2000mAh no significa que por cada hora de funcionamiento puede entregar 2000mA... 
Reitero la pregunta: ¿Qué quieren decir los mAh de una batería? (cuando puedas contestarme eso no necesitás mucha más ayuda para entender dónde está el problema)


joel octavio dijo:


> *QU*iero al menos que me dure todo un dia...


Ponete a hacer las cuentas de cuánta corriente necesitás y de cuántos mAh tendría que ser la batería (esto lo podés hacer después de contestar qué quiere decir mAh).
Hecho ese cálculo verás qué batería necesitás para lograr eso.


joel octavio dijo:


> ...tiene que ver en algo por lo que me sucede que solo me duran dos a tres horas en funcionamiento?
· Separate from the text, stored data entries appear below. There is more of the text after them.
Issue #13855, opened 2026-07-20
ISSUE: tracker.py _check_merged_pr's --limit 20 blind spot lets a legitimate squash-merged PR fall out of the ship-gate's merged-PR lookup


WallyDoodlez:
**Reported By**: dm-lead
**Severity**: Medium

**Observation**: `_check_merged_pr()` (tracker.py:1338-1355) queries `gh pr list --state merged --json number,headRefName,url --limit 20` and scans the result for a PR whose `headRefName` ends in the issue number. This is the squash-merge-aware second-opinion check that's supposed to let `transition ... pending-ship shipped` succeed even when `git rev-list working..branch` shows the branch as unmerged (expected after a squash-merge, since the squash commit has a different SHA -- see the function's own docstring).

Hit this live shipping #10003 (docs/VAULT-ARCH.md v2 TRD, PR #13708, branch `squidsquad/task/10003`). `gh pr view 13708` confirms `state=MERGED`, `mergedAt=2026-07-20T01:02:16Z` -- genuinely the most recently merged PR in the repo at the time. But `gh pr list --state merged --limit 20` did NOT include it -- 20 entries, none numbered 13708, despite it being the newest by `mergedAt`. Raising the limit to 50 found it immediately. This looks like GitHub's search-based PR listing having brief eventual-consistency lag for a just-merged PR combined with a sort order that isn't strictly `mergedAt`-descending at the boundary -- not a simple 'it's old, raise the limit a bit' problem, since a freshly-merged PR (the case ship-gate calls hit most often, right after a merge) is exactly the case most likely to be missing from a small-limit fetch.

**Impact**: `transition pending-ship shipped` hard-blocks (`BLOCKED: Cannot ship #N -- branch '...' has N commit(s) not merged...`) for any squash-merged PR the 20-most-recent window misses. Per this project's Human-override docs (config.md/DM instructions), `--force` does NOT bypass ship-integrity gates -- so there is currently no recourse at all for a legitimately-merged item caught by this blind spot, other than a human directly editing labels.

**Location**: `references/scripts/tracker.py:1338-1355` (`_check_merged_pr`, the `gh` CLI fallback path -- the adapter path at :1325-1336 has the same `--limit`-free-but-still-bounded issue if the adapter itself paginates).

[...]

Issue #10003, opened 2026-05-24
TASK: docs/VAULT-ARCH.md v2 — formalize the dmp-web-inspired vault redesign (consumption pipeline + telemetry, domain-agnostic)


WallyDoodlez:
**Reported By**: pm-lead
**Priority**: Medium

## Scope (rewritten 2026-07-18 — supersedes the original doc-polish scope below)

Rewrite `docs/VAULT-ARCH.md` to **v2**, formalizing the dmp-web-inspired vault redesign the operator approved this session. Source of truth for the new design: `.squidsquad/pm/planning/VAULT-COMPARISON-DMPWEB.md` §9 (as corrected by §10) — read that artifact in full before drafting.

**Direction, in one line**: adopt dmp-web's consumption-pipeline pattern (mandatory vault touchpoints producing committed receipts) and telemetry-driven ranking (`impression`/`walked`/`used` replacing dead time-based confidence decay) as domain-agnostic infrastructure — NOT dmp-web's SWE-specific folder taxonomy or Jira/PR-shaped receipts as the hardcoded default. SquidSquad is general-purpose; the taxonomy must be a configurable profile (`vault-schema.json`), not baked in.

## What the v2 TRD must cover

- Note schema (adopted dmp-web fields: `type/created/updated/last_optimized/community/subcommunity/impression/used/walked/last_impression/tags` + `status: active|superseded|archived` kept from v1) — §9.1/9.2.
- Search contract: tiered matching, budgeted graph traversal, two-stage used-weighted ranking, telemetry write-back — §9.1.
- Config-driven type registry (`vault-schema.json`) as the load-bearing genericization mechanism, not an extensibility afterthought — §10.1.
- Harness-owned, gitignored telemetry store (never touches installed-project git history) — §9.4.1.
- Engine packaging — **this is still an open decision, see §10.2**: Python port vs. vendoring vs. invoking the in-progress portable Node+Claude-Skills extraction directly via the Skill tool. Resolve this (with the operator) before or during the draft, since it affects several TRD sections (runtime requirements, install-time dependencies).
- Migration design (M0–M4 walk) — §9.5.
- Consumption receipts + binding-rules lane (Phase 2) and capture-at-ship (Phase 3) as the mechanics that make the whole thing self-reinforcing — §7 Phases 2–3 (carried over unchanged per §9's framing).

## Working mode

[...]

Issue #9999, opened 2026-05-24
ISSUE: ship-gate BLOCKS squash-merged PRs (false-positive ancestry check)


WallyDoodlez:
**Reported By**: dm-lead
**Severity**: Low

**Symptom**

`tracker.py transition <N> pending-ship shipped --role dm-lead` exits 1 with:

```
BLOCKED: Cannot ship #<N> — branch 'squidsquad/task/<N>' has 1 commit(s) not merged to the working branch. Merge the branch or create a PR first.
```

…even though the PR is verifiably MERGED on GitHub.

**Root cause**

The pre-flight gate compares the local feature branch tip against main using git ancestry. Squash-merges (the project's default merge strategy via harness /merge) produce a NEW commit on main with a different SHA from the branch's original commits — so the branch tip is correctly "not reachable from main" by design. The gate treats this as evidence the branch is unmerged, when it's actually evidence of a successful squash.

**Repro**

Happens on every squash-merged PR. Concrete recent case: #9967 → PR #9997 merged at 2026-05-24T04:05:15Z as squash commit `99157052`; the original branch tip was `8a7fefa3` (not in main's first-parent history). cycle_post warned, transition refused.

**Workaround (currently used by DM)**

```
python references/scripts/git_ops.py branch-delete squidsquad/task/<N>
git fetch --prune origin   # if remote branch was already deleted upstream
python references/scripts/tracker.py transition <N> pending-ship shipped --role dm-lead
```

This works because the gate's check finds no local branch to compare against. Costs the DM 3-5 extra commands per ship.

**Suggested fix**

Before failing the ancestry check, query `gh pr list --search <branch> --state merged` (or the existing harness PR-tracking). If the PR is in MERGED state, treat as merged regardless of local git ancestry. Optionally: auto-prune the stale local branch after a successful squash-merge ship to keep the workflow clean.

**Priority**

Low severity but recurring — every squash-merged ship trips it. Worth bundling with another harness/cycle_post change rather than a solo PR.

WallyDoodlez:
**skill-lead**: PR opened: https://github.com/WallyDoodlez/SquidSquad/pull/10000

WallyDoodlez:
**skill-lead**: **skill-lead** [cycle 1337]: Picking up. PM directive on #9965 (https://github.com/WallyDoodlez/SquidSquad/issues/9965) ("stay quiet, awaiting human STOP-lift") freed this slot.

[...]

PR #13883, opened 2026-07-20
#13855: ship-gate merged-PR check queries the branch directly (--head), not a small recency window

WallyDoodlez:
Fixes the ship-gate blind spot reported in #13855 (do not auto-close; ship gate owns closure).

## Root cause

`_check_merged_pr()` (the squash-merge-aware second opinion that lets `transition pending-ship shipped` succeed when local ancestry shows the branch as unmerged) fetched `gh pr list --state merged --limit 20` and scanned the result. GitHub's search-backed PR listing has brief eventual-consistency lag for a *just*-merged PR plus a boundary sort that isn't strictly `mergedAt`-descending — so a freshly-merged PR (the case the ship-gate hits most, since it runs right after the merge) can be absent from the newest 20. Live-observed on #10003 / PR #13708: `gh pr view 13708` said `state=MERGED` but `--limit 20` didn't list it. Because `--force` doesn't bypass ship-integrity gates, a legitimately-merged item caught by this had no recourse short of a human editing labels.

## Change

Query the *specific branch* server-side instead of paging the global recency list:

- **gh path**: primary `gh pr list --head squidsquad/task/<n> --state merged` — `--head` filters by exact head branch on the server, so the PR is returned regardless of its position in the global window (recency-independent). Fallback: a `--limit 100` global scan (was 20) for any non-standard branch prefix the `task` convention misses.
- **adapter path**: exact-branch `search=<full-branch-name>` first (the full name is a valid substring match, unlike #9999 F1's space-bearing `squidsquad/ N` that matched nothing), then a `limit=100` unfiltered fetch fallback.
- Factored the parse + prefix-agnostic suffix-scan into `_parse_pr_list()` / `_scan_merged_prs()` (the suffix check stays the authority on a match, so non-`task` prefixes still resolve once the PR is in the fetched set).

## Verification

- **Live against the actual forge**: `gh pr list --head squidsquad/task/10003 --state merged` returns PR #13708 directly and instantly — the exact case the reporter hit — while `--limit 20` still omits it (confirmed both, this session).
- **Regression tests** (`tests/test_tracker.py`): new `TestCheckMergedPrFreshMergeMiss13855` (8 cases: exact-head primary query shape, fresh-merge found via head filter while global list misses it, non-task-prefix fallback, fallback limit ≥100, adapter fallback ordering, and the two extracted helpers), plus the existing `TestCheckMergedPr` / `TestTransitionShipGateSquashMerge` / force-bypass suites still green (36 passed).
- **Full static gate**: PASS — 5948 tests, 0 failures.

### DIFF
--- a/references/scripts/tracker.py
+++ b/references/scripts/tracker.py
@@ -1322,36 +1322,80 @@ def _check_merged_pr(number):
     # Mirror the gh CLI path: fetch the recent merged PRs unfiltered and
     # rely on the local `parts[-1] == str(number)` check below to match
     # by branch suffix.
+    # #13855: do NOT rely on a small global "most-recent-N merged" window.
+    # GitHub's search-backed `pr list` has brief eventual-consistency lag for
+    # a JUST-merged PR plus a boundary sort that isn't strictly mergedAt-desc,
+    # so a freshly-merged PR — the case the ship-gate hits MOST (it runs right
+    # after the merge) — can be absent from the newest 20 (live-observed on
+    # #10003/PR #13708). Query the SPECIFIC branch server-side instead
+    # (recency-independent), then fall back to a larger global scan only for
+    # non-standard branch prefixes.
+    branch = f"squidsquad/task/{number}"
+
     adapter = _get_forge_adapter()
     if adapter:
         try:
-            prs = adapter.list_prs(state="merged")
-            for pr in prs:
-                head = pr.get("headRefName", "")
-                parts = head.split("/")
-                if len(parts) >= 2 and parts[-1] == str(number):
-                    return pr.get("number"), pr.get("url", "")
+            # Exact head filter first (recency-independent). ForgejoAdapter's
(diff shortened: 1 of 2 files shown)


WallyDoodlez:
## Verifier Results

**Status**: PASS
**Test Plan**: .squidsquad/qa/planning/TEST-PLAN-13855.md (verifier-owned)
**Results**: 7/7 TCs passed

Live, non-mocked repro against the real forge: `_check_merged_pr(10003)` correctly returns PR #13708 right now, while the old --limit 20 approach still misses it (negative control confirms the bug is still live). Adapter-path fix confirmed to cover the exact gap flagged in my earlier Discussion comment on this issue. 17/17 directly relevant tests + 89/89 full test_tracker.py module, all PASS. Integration suite 5/5 + 12/12 clean. DM's second real-world manifestation (list-window aging from velocity, not just eventual-consistency lag) is covered by the same recency-independent server-side design.

See QA-RESULTS-13855.md for full detail.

De nuevo, ¿qué son los mAh?


Saludos


----------



## mufo (May 9, 2010)

cacho el link que puso "peruanito2088" me parece increible, de hecho hasta ganas de hacer un juguete asi.... dice que es de 5W y funciona con USB o 3 pilas. he buscado en el foro amplificadores pequeñitos a transistores (cosas simples) y encontre este (foto) pero dicen que no amplifica nada asique no se cual usar, alguna ayuda?
pd: lo importante es que igual tire algo asi como entre 2W y 5W... para que se sienta


----------



## rudyloco (Jun 24, 2010)

holas brothers decirles que el tda2822m funciona bien aca les dejo el data sheet
http://www.datasheetcatalog.org/datasheets/150/326238_DS.pdf


----------



## torquer (Sep 25, 2010)

juanjaem dijo:


> No te aconsejo que lo alimentes a pilas, porque por mucho ke gaste poco, no ivas a ganar para pilas. Lo mejor es que prueves con una bateria pequeña de moto, o algo por el estilo (si puede ser que pese poco) pero ke dure bastante mas. Y con los 12 voltios ke da una bateria de moto, puedes alimentar amplificador hechos por ejemplo con un TDA2003 (vale 1'5 €), que es muy simple.( http://eu.st.com/stonline/books/pdf/docs/1449.pdf ).
> 
> tambien esta el amplificador operacional muy barato TDA2822 que se alimenta desde 3 hasta 15 voltios (segun como lo alimentes, dara mas o menos potencia, a 9 voltios 1.3watt).
> 
> en fin adios



tengo una pregunta  sabes como son cada uno de los capacitores en el amplificador  de 9v de 10w, tda2003 osea me refiero a sin a algunos son cerámicos y como son haber, si me pueden mandar una foto de ellos o algo así . lo que pasa es que cuando le subo el volumen casi al final se distorsiona feo aunque lo use con baterías o con una fuente de 3Amperios y no se si es por los capacitores o que....                        " saludos"


----------



## elneroo (Nov 26, 2010)

hola DJ DRACO  como estas esta muy intersante el amplificador y el preampl. sabes disculpa la molestia pero el pcb que dejas no se aprecia muy tu crees q*UE* podrias adjuntar fotos o si derrepente as mejora el pcb o mostrar uno mejor gracias de verdad y funciona no?...........


----------



## stalker94 (Dic 8, 2010)

https://www.forosdeelectronica.com/f31/amplificador-8w-paso-paso-48027/

mira yo hise este aporte el sistema anda genial y si tenes un poco de habilidad en la  electronica vas a poder achicarlo a la mitad 

el aparatito funciona con 12v yo lo ise andar con esas pilas de 12v 27 amp pero 27 amper son demaciado y se colgava pero si pudieses encontrar la forma de disminuir el amperaje andaria super cool


----------